Below are some records. Say how many of their lines contain the string "void", and give nothing but the number.

-------- Material for the task

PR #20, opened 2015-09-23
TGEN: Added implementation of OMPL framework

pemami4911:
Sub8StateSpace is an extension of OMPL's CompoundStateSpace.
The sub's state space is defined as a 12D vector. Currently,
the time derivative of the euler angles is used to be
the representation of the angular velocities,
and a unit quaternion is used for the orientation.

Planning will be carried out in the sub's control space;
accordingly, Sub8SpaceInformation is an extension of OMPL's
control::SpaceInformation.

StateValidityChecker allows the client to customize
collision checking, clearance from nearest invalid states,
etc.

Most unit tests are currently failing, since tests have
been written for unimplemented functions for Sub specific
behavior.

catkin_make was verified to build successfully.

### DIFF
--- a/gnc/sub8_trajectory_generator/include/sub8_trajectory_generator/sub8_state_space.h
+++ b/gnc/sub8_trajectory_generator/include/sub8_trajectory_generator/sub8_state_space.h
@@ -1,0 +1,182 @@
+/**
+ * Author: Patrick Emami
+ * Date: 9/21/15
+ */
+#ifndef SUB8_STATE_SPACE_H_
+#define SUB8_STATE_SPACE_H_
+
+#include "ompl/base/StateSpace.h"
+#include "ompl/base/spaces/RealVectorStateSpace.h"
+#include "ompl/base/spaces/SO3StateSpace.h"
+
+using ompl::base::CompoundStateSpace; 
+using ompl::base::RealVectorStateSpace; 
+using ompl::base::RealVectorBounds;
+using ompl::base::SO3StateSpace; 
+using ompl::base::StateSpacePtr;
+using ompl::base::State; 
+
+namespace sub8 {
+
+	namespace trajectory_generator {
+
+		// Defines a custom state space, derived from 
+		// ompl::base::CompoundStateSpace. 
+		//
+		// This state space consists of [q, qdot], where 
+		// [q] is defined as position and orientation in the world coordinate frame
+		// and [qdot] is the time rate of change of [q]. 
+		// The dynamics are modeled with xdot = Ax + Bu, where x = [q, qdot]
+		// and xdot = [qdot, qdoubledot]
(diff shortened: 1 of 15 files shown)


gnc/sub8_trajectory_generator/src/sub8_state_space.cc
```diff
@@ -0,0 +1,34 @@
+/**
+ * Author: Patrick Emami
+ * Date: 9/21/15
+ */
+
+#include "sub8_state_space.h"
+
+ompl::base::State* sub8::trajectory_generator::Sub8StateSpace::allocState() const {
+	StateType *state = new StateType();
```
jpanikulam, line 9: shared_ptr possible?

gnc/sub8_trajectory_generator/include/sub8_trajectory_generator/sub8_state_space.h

----------------
-------- Material for the task

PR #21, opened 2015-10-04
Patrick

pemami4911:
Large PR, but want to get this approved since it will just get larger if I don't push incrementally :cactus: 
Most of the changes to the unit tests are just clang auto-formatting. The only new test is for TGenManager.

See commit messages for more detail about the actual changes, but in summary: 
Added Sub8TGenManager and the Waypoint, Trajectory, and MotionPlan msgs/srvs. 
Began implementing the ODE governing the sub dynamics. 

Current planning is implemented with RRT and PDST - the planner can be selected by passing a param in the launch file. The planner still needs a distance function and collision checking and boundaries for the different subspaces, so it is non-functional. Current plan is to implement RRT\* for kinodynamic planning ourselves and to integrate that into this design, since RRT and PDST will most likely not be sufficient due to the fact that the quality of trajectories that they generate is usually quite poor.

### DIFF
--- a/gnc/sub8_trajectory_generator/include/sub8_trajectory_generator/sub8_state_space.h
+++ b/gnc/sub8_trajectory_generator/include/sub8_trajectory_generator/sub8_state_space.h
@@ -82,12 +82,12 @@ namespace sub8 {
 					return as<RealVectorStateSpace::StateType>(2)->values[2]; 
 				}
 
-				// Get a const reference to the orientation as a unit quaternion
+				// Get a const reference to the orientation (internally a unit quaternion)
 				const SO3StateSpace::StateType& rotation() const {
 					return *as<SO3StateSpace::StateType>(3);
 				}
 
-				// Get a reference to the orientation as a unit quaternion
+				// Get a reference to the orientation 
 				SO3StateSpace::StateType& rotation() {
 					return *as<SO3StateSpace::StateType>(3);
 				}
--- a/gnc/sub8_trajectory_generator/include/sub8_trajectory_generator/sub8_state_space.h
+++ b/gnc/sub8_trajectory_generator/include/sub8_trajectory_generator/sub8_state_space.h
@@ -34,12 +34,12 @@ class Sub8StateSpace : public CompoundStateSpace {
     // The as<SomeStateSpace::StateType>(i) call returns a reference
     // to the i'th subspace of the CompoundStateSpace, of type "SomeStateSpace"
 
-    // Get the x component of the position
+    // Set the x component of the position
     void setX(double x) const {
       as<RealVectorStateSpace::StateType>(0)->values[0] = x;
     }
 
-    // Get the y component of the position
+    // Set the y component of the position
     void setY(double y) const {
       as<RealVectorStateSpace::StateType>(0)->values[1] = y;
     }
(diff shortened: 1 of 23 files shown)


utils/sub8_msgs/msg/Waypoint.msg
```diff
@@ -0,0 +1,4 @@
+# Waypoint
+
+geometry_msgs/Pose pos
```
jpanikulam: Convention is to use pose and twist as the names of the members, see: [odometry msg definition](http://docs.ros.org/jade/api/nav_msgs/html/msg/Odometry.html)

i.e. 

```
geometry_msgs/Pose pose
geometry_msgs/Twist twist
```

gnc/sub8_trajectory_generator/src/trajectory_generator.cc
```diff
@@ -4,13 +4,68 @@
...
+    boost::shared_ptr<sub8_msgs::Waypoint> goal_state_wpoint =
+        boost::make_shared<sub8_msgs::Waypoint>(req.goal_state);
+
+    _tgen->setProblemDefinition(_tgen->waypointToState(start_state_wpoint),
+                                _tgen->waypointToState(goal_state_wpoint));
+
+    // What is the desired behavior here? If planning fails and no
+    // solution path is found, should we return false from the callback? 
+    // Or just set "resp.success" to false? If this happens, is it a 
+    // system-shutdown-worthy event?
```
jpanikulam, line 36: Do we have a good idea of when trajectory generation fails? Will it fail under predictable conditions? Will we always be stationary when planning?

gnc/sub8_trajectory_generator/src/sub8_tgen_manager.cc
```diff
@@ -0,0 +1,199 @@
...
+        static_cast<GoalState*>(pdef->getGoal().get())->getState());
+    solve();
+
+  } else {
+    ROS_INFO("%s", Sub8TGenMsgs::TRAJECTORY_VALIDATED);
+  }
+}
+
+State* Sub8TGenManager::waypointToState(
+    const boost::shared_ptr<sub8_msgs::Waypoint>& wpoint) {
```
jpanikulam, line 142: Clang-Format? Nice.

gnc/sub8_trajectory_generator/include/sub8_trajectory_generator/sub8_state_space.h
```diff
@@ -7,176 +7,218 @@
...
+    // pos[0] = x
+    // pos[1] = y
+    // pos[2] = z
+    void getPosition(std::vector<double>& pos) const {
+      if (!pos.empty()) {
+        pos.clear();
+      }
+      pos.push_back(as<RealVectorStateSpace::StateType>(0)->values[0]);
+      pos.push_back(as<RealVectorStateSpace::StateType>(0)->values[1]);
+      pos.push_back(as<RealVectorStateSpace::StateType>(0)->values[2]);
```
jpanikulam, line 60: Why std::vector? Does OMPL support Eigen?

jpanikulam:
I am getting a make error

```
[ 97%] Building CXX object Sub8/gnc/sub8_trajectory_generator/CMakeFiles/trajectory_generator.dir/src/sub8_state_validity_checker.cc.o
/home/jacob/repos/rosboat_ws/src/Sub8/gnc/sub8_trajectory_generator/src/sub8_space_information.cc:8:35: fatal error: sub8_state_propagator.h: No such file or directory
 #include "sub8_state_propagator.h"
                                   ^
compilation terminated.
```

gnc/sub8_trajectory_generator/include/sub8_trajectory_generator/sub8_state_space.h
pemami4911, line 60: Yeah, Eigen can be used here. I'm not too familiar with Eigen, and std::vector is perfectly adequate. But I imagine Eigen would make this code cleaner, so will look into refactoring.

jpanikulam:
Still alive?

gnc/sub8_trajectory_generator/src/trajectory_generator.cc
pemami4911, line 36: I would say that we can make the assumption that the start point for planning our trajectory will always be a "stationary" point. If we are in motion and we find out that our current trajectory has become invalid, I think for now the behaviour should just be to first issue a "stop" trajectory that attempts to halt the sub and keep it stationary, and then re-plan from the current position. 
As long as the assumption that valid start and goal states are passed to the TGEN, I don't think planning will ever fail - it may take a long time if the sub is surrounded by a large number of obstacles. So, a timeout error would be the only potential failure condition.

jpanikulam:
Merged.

----------------

> Exercise response
3